Observer-based finite frequency H∞ state-feedback control for autonomous ground vehicles

This paper studies the problem of path tracking of Autonomous Ground Vehicles (AGVs) in the presence of sideslip angles. An observer is designed to estimate both the sideslip angle and the vehicle yaw rate, based on which an observer-based controller is established such that the closed-loop system is stable and the vehicle follows a desired path accurately.
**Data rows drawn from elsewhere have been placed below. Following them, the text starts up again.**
PR #66, opened 2024-06-21
fix: update sfdx command to sf to match dependent command id change

ben-zhang-at-salesforce:
salesforcedx-vscode-core changed all sfdx.* command to sf.*. we need to match the change

### DIFF
--- a/.vscode/settings.json
+++ b/.vscode/settings.json
@@ -7,5 +7,7 @@
         "out": true // set this to false to include "out" folder in search results
     },
     // Turn off tsc task auto detection since we have the necessary tasks as npm scripts
-    "typescript.tsc.autoDetect": "off"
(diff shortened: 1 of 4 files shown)


maliroteh-sf (commented):
Need to fix prettier issues so that CI jobs all pass.

khawkins (approved):
Looks like this needs `npm run prettier:write` changes committed, but other than that LGTM!

ben-zhang-at-salesforce:
now this pr is failing with same error as https://github.com/salesforce/salesforcedx-vscode-mobile/pull/67

maliroteh-sf:
> now this pr is failing with same error as #67

@ben-zhang-at-salesforce wait for the fix in #67 to go in, then rebase and you should be good to go.

PR #67, opened 2024-06-24
Telling VSCode that Prettier is the default formatter

khawkins:
Just helps keep VSCode formatting synced up with what we align to in our Node project.

### DIFF
--- a/.vscode/settings.json
+++ b/.vscode/settings.json
@@ -7,5 +7,7 @@
         "out": true // set this to false to include "out" folder in search results
     },
     // Turn off tsc task auto detection since we have the necessary tasks as npm scripts
-    "typescript.tsc.autoDetect": "off"
+    "typescript.tsc.autoDetect": "off",
+    // Prettier is this project's code formatter.
+    "editor.defaultFormatter": "esbenp.prettier-vscode"
 }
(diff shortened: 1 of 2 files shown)


maliroteh-sf (approved):

khawkins:
The test failures are a bit of an unwinding, here. I went looking for the cause of this error:

> Failed to run tests Error: spawnSync D:\a\salesforcedx-vscode-mobile\salesforcedx-vscode-mobile\.vscode-test\vscode-win32-x64-archive-1.90.2\bin\code.cmd EINVAL

which looked to be fixed by https://github.com/microsoft/vscode-test-cli/pull/46, except `vscode-test-cli` is new news to me. Went to [Microsoft's docs](https://code.visualstudio.com/api/working-with-extensions/testing-extension) on testing your extension, and it looks like they've quietly rolled out a new Node package to assist in the previous setup.

Going to see what it takes to change our test runner accordingly.

khawkins:
NB: Didn't need to change our test runner over to the other package—and couldn't anyway, because (AFAICT) the need to install the Salesforce Extensions pushes us into the "advanced" setup use case of calling `test-electron` functions a little more manually.

I ported the changes from the other upstream projects, to our test runner. And tests are working again. @maliroteh-sf I don't know if you want to take another look or not, at those changes specifically.

maliroteh-sf (approved):

PR #68, opened 2024-06-25
feat: config lwc mobile eslint plugin

ben-zhang-at-salesforce:
Scaffolding up adding lwc-mobile eslint plugin into salesforcedx-vscode-mobile.  

not fully read yet, need to wait for lwc-mobile eslint plugin release to npmjs.com

### DIFF
--- a/src/commands/lint/configureLintingToolsCommand.ts
+++ b/src/commands/lint/configureLintingToolsCommand.ts
@@ -18,19 +18,21 @@ const config = workspace.getConfiguration();
 
 class EslintDependencyConfig {
     readonly name: string;
-    readonly packageJsonPropertyId: string;
-    readonly version: string;
-    readonly eslintrcExtend: string;
+    readonly packageConfigPropertyId: string;
+    readonly eslintConfigToExtend: string;
 
     constructor(
         name: string,
-        packageJsonPropertyId: string,
-        eslintrcExtend: string
+        packageConfigPropertyId: string,
+        eslintConfigToExtend: string
     ) {
         this.name = name;
-        this.packageJsonPropertyId = packageJsonPropertyId;
-        this.eslintrcExtend = eslintrcExtend;
-        this.version = config.get(this.packageJsonPropertyId) as string;
+        this.packageConfigPropertyId = packageConfigPropertyId;
+        this.eslintConfigToExtend = eslintConfigToExtend;
+    }
+
+    getVersion(): string {
+        return config.get(this.packageConfigPropertyId) as string;
     }
 }
 
@@ -81,7 +83,7 @@ export class ConfigureLintingToolsCommand {
 
             // Ask user to add eslint plugin
             const result = await this.showMessage(
-                'Do you want to add the ESLint plugins related to LWC offline capabilities to your project? This will give you linting feedback on code patterns that will not support your LWCs working offline, for mobile use cases.',
+                'Do you want to add Salesforce code linting guidance for Mobile and Offline capabilities? These tools will identify code patterns that cause problems in Mobile and Offline use cases.',
                 MessageType.InformationYesNo
             );
 
@@ -153,9 +155,9 @@ export class ConfigureLintingToolsCommand {
 
         if (devDependencies) {
             eslintDependencies.forEach((dependencyConfig) => {
-                const { name, version } = dependencyConfig;
+                const { name } = dependencyConfig;
                 if (!devDependencies[name]) {
-                    devDependencies[name] = version;
+                    devDependencies[name] = dependencyConfig.getVersion();
                     modified = true;
                 }
             });
@@ -188,8 +190,8 @@ export class ConfigureLintingToolsCommand {
             let modified = false;
 
             eslintDependencies.forEach((config) => {
-                if (!eslintrcExtends.includes(config.eslintrcExtend)) {
-                    eslintrcExtends.push(config.eslintrcExtend);
+                if (!eslintrcExtends.includes(config.eslintConfigToExtend)) {
+                    eslintrcExtends.push(config.eslintConfigToExtend);
                     modified = true;
                 }
             });
@@ -207,7 +209,7 @@ export class ConfigureLintingToolsCommand {
             // Create eslintrc
             const eslintrc = {
                 extends: eslintDependencies.map((config) => {
-                    return `${config.eslintrcExtend}`;
+                    return `${config.eslintConfigToExtend}`;
                 })
             };
 
--- a/src/commands/lint/configureLintingToolsCommand.ts
+++ b/src/commands/lint/configureLintingToolsCommand.ts
@@ -11,29 +11,46 @@ import * as path from 'path';
 import { WorkspaceUtils } from '../../utils/workspaceUtils';
 import { JSON_INDENTATION_SPACES } from '../../utils/constants';
 
-const config = workspace.getConfiguration();
-const eslintPluginLwcGraphAnalyzer =
-    '@salesforce/eslint-plugin-lwc-graph-analyzer';
-const eslintPluginLwcGraphAnalyzerConfig =
-    'mobileOfflineLinting.eslint-plugin-lwc-graph-analyzer';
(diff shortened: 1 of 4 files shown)


src/commands/lint/configureLintingToolsCommand.ts
```diff
@@ -64,7 +81,7 @@ export class ConfigureLintingToolsCommand {
 
             // Ask user to add eslint plugin
             const result = await this.showMessage(
-                'Do you want to add the ESLint plugin for LWC graph analysis to your project? This will give you linting feedback on code patterns that will not support your LWCs working offline, for mobile use cases.',
+                'Do you want to add the ESLint plugins related to LWC offline capabilities to your project? This will give you linting feedback on code patterns that will not support your LWCs working offline, for mobile use cases.',
```
ben-zhang-at-salesforce, line 84: Hi @khawkins, need your better wording for this msg, thx

src/commands/lint/configureLintingToolsCommand.ts
```diff
@@ -11,29 +11,46 @@ import * as path from 'path';
...
-    [eslintPluginLwcGraphAnalyzer, eslintPluginLwcGraphAnalyzerVersion],
-    [eslint, eslintVersion]
-];
 
-const lwcGraphAnalyzerRecommended: string =
-    'plugin:@salesforce/lwc-graph-analyzer/recommended';
-const eslintRecommended = 'eslint:recommended';
+const config = workspace.getConfiguration();
+
+class EslintDependencyConfig {
```
khawkins, line 19: In TypeScript, these kinds of data structures are better represented as types (or [type aliases](https://www.typescriptlang.org/docs/handbook/2/everyday-types.html#type-aliases), technically). I actually like their types [cheat sheet](https://www.typescriptlang.org/static/TypeScript%20Types-ae199d69aeecf7d4a2704a528d0fd3f9.png), once your head is around the basic concept. Nice go-to reference for syntax.

src/commands/lint/configureLintingToolsCommand.ts
```diff
@@ -11,29 +11,46 @@ import * as path from 'path';
...
+    readonly name: string;
+    readonly packageJsonPropertyId: string;
+    readonly version: string;
+    readonly eslintrcExtend: string;
```
khawkins, line 23: Property name change suggestion: `eslintConfigToExtend`.

src/commands/lint/configureLintingToolsCommand.ts
```diff
@@ -11,29 +11,46 @@ import * as path from 'path';
...
-];
 
-const lwcGraphAnalyzerRecommended: string =
-    'plugin:@salesforce/lwc-graph-analyzer/recommended';
-const eslintRecommended = 'eslint:recommended';
+const config = workspace.getConfiguration();
+
+class EslintDependencyConfig {
+    readonly name: string;
+    readonly packageJsonPropertyId: string;
```
khawkins, line 21: Property name change suggestion: `packageConfigPropertyId`.

src/commands/lint/configureLintingToolsCommand.ts
```diff
@@ -64,7 +81,7 @@ export class ConfigureLintingToolsCommand {
 
             // Ask user to add eslint plugin
             const result = await this.showMessage(
```
khawkins, line 83: I wonder: do we want to make this all or nothing, now that we're adding multiple plugins? Thinking about it, I guess we can start here, and we can always change it to ask for each plugin, if we get user pushback. KISS to start, works for me.

src/commands/lint/configureLintingToolsCommand.ts
khawkins, line 84:
```suggestion
                'Do you want to add Salesforce code linting guidance for Mobile and Offline capabilities? These tools will identify code patterns that cause problems in Mobile and Offline use cases.',
```

khawkins (commented):
A few suggestions, but overall this looks fine to me.

src/commands/lint/configureLintingToolsCommand.ts
ben-zhang-at-salesforce: sure, let me do that

src/commands/lint/configureLintingToolsCommand.ts
ben-zhang-at-salesforce: sure

src/commands/lint/configureLintingToolsCommand.ts
ben-zhang-at-salesforce: sure

src/commands/lint/configureLintingToolsCommand.ts
ben-zhang-at-salesforce: or a window with three checkboxes instead of asking three times? should be possible I guess, not sure about effort yet as newbie.

src/commands/lint/configureLintingToolsCommand.ts
ben-zhang-at-salesforce: sure, nice wording as always.

src/commands/lint/configureLintingToolsCommand.ts
khawkins: Let's do it in one shot like you are here. We can always get fancy if/when we run into scenarios where users want the granularity.

khawkins: (There are a number of different ways, but there's also a fair amount of UX corner case consideration to implement them, so I'd rather not jump all the way into that deep end.)

ben-zhang-at-salesforce: oh, just thought a bit more using checkboxes will that it will more complex due to user could launch the wizard again and then we need to mark the checkbox checked,  ...  for sure more work.  based on no complains from users even wizard is broken for a while, I will suggest to go easy,  just one msg for 3 eslint plugins.

src/commands/lint/configureLintingToolsCommand.ts
ben-zhang-at-salesforce: read a bit about type/type aliases, I didn't figure out a way to let type to a member as function.  I think class is still better due to we need to have version value to be dynamically set based.   so uses class with a function getVersion() support it.

src/commands/lint/configureLintingToolsCommand.ts
ben-zhang-at-salesforce: fixed

src/commands/lint/configureLintingToolsCommand.ts
ben-zhang-at-salesforce: done

src/commands/lint/configureLintingToolsCommand.ts
ben-zhang-at-salesforce: done

src/commands/lint/configureLintingToolsCommand.ts
khawkins: Yeah, it'd be a bit different in the type setup. Instead of having a "lazy load" method to get the version, you'd simply initialize the version with the logic that it contains. Arguably, that's the only reason the `packageConfigPropertyId` exists. So it would instead look something like this:

```typescript
type EslintDependencyConfig = {
    name: string;
    version: string;
    eslintConfigToExtend: string;
};

const eslintDependencies: EslintDependencyConfig[] = [
    {
        name: '@salesforce/eslint-plugin-lwc-mobile',
        eslintConfigToExtend: 'plugin:@salesforce/lwc-mobile/recommended',
        version: config.get('mobileOfflineLinting.eslint-plugin-lwc-mobile')
    },
    // etc.
];
```

But it's not a big deal. It works fine the way you have it too.

khawkins (approved):

ben-zhang-at-salesforce:
[@salesforce/eslint-plugin-lwc-mobile ](https://www.npmjs.com/package/@salesforce/eslint-plugin-lwc-mobile) 1.0.0 is published. so this pr is ready :)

In particular, the nonlinear vehicle dynamics model is reformulated as a Linear Parameter Varying (LPV) system, and a finite frequency H-infinity criteria is satisfied such that the disturbances are attenuated effectively, the parameter-dependent gain matrices are calculated simultaneously by solving a convex optimization problem. Simulation results show the effectiveness of the method proposed. (C) 2021 ISA. Published by Elsevier Ltd. All rights reserved.

Automated summary

This paper investigates the problem of path tracking for Autonomous Ground Vehicles (AGVs) in the presence of sideslip angles. An observer is designed to estimate both the sideslip angle and the vehicle yaw rate, and an observer-based controller is established to ensure stability and accurate path following. The nonlinear vehicle dynamics model is reformulated as a Linear Parameter Varying (LPV) system, and a finite frequency H-infinity criteria is satisfied to effectively attenuate disturbances. Parameter-dependent gain matrices are calculated by solving a convex optimization problem. Simulation results demonstrate the effectiveness of the proposed method.